§ **Items from a data source**:
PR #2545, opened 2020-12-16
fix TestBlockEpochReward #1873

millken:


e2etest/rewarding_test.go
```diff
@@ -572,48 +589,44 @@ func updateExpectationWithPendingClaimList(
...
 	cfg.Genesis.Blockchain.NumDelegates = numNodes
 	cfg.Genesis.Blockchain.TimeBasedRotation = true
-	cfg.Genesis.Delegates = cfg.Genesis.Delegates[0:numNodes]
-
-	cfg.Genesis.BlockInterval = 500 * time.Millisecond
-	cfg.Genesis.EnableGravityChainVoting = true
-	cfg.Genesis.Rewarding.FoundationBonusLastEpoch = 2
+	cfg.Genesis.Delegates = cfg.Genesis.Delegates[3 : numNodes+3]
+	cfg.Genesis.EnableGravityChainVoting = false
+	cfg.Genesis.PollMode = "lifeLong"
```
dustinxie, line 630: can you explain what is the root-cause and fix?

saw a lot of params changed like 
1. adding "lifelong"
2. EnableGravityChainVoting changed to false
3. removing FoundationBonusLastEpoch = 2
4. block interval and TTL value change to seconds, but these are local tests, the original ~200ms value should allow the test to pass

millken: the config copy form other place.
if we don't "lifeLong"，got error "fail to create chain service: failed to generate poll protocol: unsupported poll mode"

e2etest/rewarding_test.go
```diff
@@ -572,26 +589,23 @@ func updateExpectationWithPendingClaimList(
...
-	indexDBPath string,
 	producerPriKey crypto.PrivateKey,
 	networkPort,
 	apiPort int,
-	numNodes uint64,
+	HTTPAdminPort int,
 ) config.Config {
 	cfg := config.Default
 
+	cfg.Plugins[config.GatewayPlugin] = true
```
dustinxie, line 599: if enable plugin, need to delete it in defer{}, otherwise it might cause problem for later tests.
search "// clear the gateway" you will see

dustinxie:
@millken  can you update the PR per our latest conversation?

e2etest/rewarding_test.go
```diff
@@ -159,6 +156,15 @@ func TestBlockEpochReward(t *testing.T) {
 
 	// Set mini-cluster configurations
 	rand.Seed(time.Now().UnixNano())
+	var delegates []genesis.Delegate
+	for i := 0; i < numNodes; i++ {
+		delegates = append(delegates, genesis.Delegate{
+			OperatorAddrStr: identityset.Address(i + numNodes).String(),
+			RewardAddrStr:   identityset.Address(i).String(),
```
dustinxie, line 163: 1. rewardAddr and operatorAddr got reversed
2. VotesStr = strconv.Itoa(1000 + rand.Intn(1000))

==

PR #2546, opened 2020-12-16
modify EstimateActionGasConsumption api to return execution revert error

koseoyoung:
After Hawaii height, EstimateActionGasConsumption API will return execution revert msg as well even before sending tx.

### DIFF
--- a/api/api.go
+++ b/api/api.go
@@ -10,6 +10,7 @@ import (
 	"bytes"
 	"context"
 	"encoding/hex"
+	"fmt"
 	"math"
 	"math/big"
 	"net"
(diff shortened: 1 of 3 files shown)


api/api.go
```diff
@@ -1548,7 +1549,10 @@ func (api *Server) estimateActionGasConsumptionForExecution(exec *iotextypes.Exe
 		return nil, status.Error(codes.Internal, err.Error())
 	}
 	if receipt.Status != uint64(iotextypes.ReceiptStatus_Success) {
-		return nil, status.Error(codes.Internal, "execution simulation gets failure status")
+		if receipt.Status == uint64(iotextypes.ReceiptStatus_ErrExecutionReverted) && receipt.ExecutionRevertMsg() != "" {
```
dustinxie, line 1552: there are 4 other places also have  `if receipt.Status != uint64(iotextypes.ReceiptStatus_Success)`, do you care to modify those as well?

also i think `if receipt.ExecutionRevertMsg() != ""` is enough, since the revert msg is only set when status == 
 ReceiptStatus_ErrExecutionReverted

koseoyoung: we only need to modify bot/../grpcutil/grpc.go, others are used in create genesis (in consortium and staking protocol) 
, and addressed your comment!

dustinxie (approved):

§ **AIM OF THE EXERCISE**: The result is a copy of every line above where the word "updateExpectationWithPendingClaimList" shows up.

§ **OUTPUT FOR THIS TASK**:
@@ -572,48 +589,44 @@ func updateExpectationWithPendingClaimList(
@@ -572,26 +589,23 @@ func updateExpectationWithPendingClaimList(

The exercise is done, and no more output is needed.